In both the p120-catenin and alpha-catenin cases, “The initial signal comes from the epidermis,” explains Perez-Moreno. “But then the inflammatory cells are recruited and they start secreting more inflammatory proteins, which then activate other receptors on the epidermal cells. This response amplifies the inflammatory pathway and can transform it into a chronic inflammatory event.”
The effects were compounded in skin without alpha-catenin because the epidermis completely lost its ability to maintain adherens junctions between cells, something that didn’t happen in the mice missing p120-catenin. In addition, when the alpha-catenin gene was missing, the cells in the alpha-catenin-deficient skin divided out of control. This situation in humans is very similar to squamous cell carcinoma, one of the most common cancers worldwide. Agnieszka Kobielak, another postdoc in the Fuchs lab and lead author on the alpha-catenin story, examined tissue taken from over 30 different human skin cancer patients with squamous cell carcinomas, and found that the majority of them have reduced alpha-catenin, raised levels of NFkB, and inflammatory cells in the dermis.

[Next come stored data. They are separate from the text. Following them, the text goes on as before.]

PR #214, opened 2021-02-15
Not use ssh-keyscan in local as we already don't check key

SaitTalhaNisanci:
We were using ssh-keyscan but it is no longer needed as we already pass
"StrictHostKeyChecking no" option. This would sometimes fail silently
hence causing confusing for developers.

### DIFF
--- a/hammerdb/create-run.sh
+++ b/hammerdb/create-run.sh
@@ -72,9 +72,6 @@ driver_private_ip=$(az group deployment show -g "${cluster_rg}" -n azuredeploy -
 driver_private_ip=$(echo "${driver_private_ip}" | cut -d "\"" -f 2)
 echo "${driver_private_ip}"
 
-# just to be sure, the permission of known_hosts should be 600, otherwise it is ignored.
-chmod 600 ~/.ssh/known_hosts
-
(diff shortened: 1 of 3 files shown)


hammerdb/create-run.sh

Because tissues with chronic wound and inflammatory diseases are known to be more susceptible to cancer, Fuchs and colleagues hope that a better understanding of each protein’s contribution to the inflammation response will help identify specific targets for anti-inflammatory treatments that may also help prevent cancer. “A connection between inflammation and cancer has been suspected for decades,” says Fuchs, “but we are just now beginning to understand that it is as much a prerequisite as a consequence of tumorigenesis.”